ASSIGNED TASK |
Wherever a line holds the word "override", copy that line from the data.
◇ ◇ ◇
PR #271, opened 2016-03-22
Timeout on download

LyzardKing:
This is the timeout added to the download.
I had to add it in DownloadItem so it could be changed for the test.
I'm sure there is a better way to achieve this.

The ideal thing would be to change only lines 133, 134, 147, 148 in download_center.py,
and in test_download_center.py force the download to stop immediately.
That would represent better a real scenario.

### DIFF
--- a/tests/small/test_download_center.py
+++ b/tests/small/test_download_center.py
@@ -493,6 +493,14 @@ class TestDownloadCenter(LoggedTestCase):
         self.assertIsNone(result.fd)
         self.expect_warn_error = True
 
+    def test_download_timeout(self):
+        """we fail a download with timeout"""
+        filename = "simplefile"
+        url = self.build_server_address(filename + '-timeout')
+        request = DownloadItem(url, None)
+        DownloadCenter([request], self.callback)
+        self.assertIsNone(self.callback.call_args)
+
 
 class TestDownloadCenterSecure(LoggedTestCase):
     """This will test the download center in secure mode by sending one or more download requests"""
--- a/tests/small/test_download_center.py
+++ b/tests/small/test_download_center.py
@@ -495,12 +495,11 @@ class TestDownloadCenter(LoggedTestCase):
 
     def test_download_timeout(self):
         """we fail a download with timeout"""
-        filename = "simplefile"
-        url = self.build_server_address(filename + '-timeout')
-        request = DownloadItem(url, None)
-        DownloadCenter([request], self.callback)
-        self.assertIsNone(self.callback.call_args)
 
+        filename = "simplefile-timeout"
+        request = self.build_server_address(filename)
+        DownloadCenter([DownloadItem(request, None)], self.callback)
+        self.assertIsNone(self.callback.call_args)
 
 class TestDownloadCenterSecure(LoggedTestCase):
     """This will test the download center in secure mode by sending one or more download requests"""
--- a/tests/tools/local_server.py
+++ b/tests/tools/local_server.py
@@ -29,6 +29,7 @@ import ssl
 from . import get_data_dir
 import urllib
 import urllib.parse
+import time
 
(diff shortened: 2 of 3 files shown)


didrocks:
I wouldn't really go that path IMHO as it represents a global session timeout, isn't it? My approach would be rather to get the content as we do today, and timeout when we don't get any new data for x period of time (probably a minute?).

That way, we don't rely on any kind of short or long downloads and can be more flexible.

(FTR, I finally hope to be able to run the tests tomorrow once I'm back home, then, we freeze master for a release on Tuesday and can merge those kind of new features :)

LyzardKing:
I might have gotten this wrong, but what I intended to do is add a timeout to the requests.get() method.
This should timeout after x seconds (I used 10 seconds just to test).
This should not be a global session timeout, only related to the get

didrocks:
I may not have it correctly then, sorry for it! I need to look closer it seems :)

Mind pushing it to 60s then? (Like, if you have a real network issue), and fix the test that is failing on travis?

tests/small/test_download_center.py
```diff
@@ -493,6 +493,20 @@ class WrongChecksumType(Enum):
         self.assertIsNone(result.fd)
         self.expect_warn_error = True
 
+    def test_download_timeout(self):
+        """we fail a download with timeout"""
+        filename = "simplefile"
+        url = self.build_server_address(filename)
+        request = DownloadItem(url, None, timeout=0.0000001)
```
didrocks: This seems a little bit racy, I would rather in the server add a real timeout issue.

Trigger that special behavior on <filename>-timeout for instance!

LyzardKing:
The issue in travis is that I had to force the timeout to a very low number to get it to fail in the test.
I guess it's not low enough when it runs in travis.
That's why it would be better to find another way to test it.
I'll push the 60s change

didrocks:
hence my new suggestion for the test ;)

LyzardKing:
Ah yes! I didn't see that comment :)
That would be a lot better. We could remove the timeout from DownloadItem and set it directly in the get.

LyzardKing:
How can I force a timeout on the server then?

didrocks:
I guess that needs to be implemented in the fake server. Look at `tests/tools/local_server.py`. I guess you  need to add some magic after reading the doc of SimpleHTTPRequestHandler to see what to override to create this behavior (like sending 3 packets, and then hangs)

LyzardKing:
I'll have a look at the docs then.
The only change in download_center.py would then be:
line 132: `with closing(session.get(url, stream=True, headers=headers,
                                     cookies=cookies, timeout=60.0)) as r:`
We don't need to get timeout from anywhere else

didrocks:
agreed! I don't see any reason to wait frameworks to override it. At most, we can set it as a constant in settings.py

LyzardKing:
Does the test_download_center use the do_GET in local_server.py?
If it does we could override that, making it simply wait for longer than the timeout

didrocks:
I'm pretty sure it does, as this is what serves the content for this background test.

LyzardKing:
I'm trying to figure out how to do it.
At the moment I'm breaking all the other tests ;)

LyzardKing:
The test still has conflicts with the others. Other tests that have nothing to do with the timeout are failing with a timeout :(
I removed most of the exception since it was repeating the same as the future.exception in _one_done (download_center.py)

didrocks:
See, tests are useful! I'm sure this is covering up some corner cases! :)

LyzardKing:
I'm not sure, it might be something wrong I did.
Other tests seem to use the -timeout option I added.

LyzardKing:
I'm closing this PR since it would need a lot more work to fix the issues with the tests.
Also I don't really think it's needed at the moment.
We can always reopen it at a later date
◇ ◇ ◇
RESPONSE BOX |
I guess that needs to be implemented in the fake server. Look at `tests/tools/local_server.py`. I guess you  need to add some magic after reading the doc of SimpleHTTPRequestHandler to see what to override to create this behavior (like sending 3 packets, and then hangs)
agreed! I don't see any reason to wait frameworks to override it. At most, we can set it as a constant in settings.py
If it does we could override that, making it simply wait for longer than the timeout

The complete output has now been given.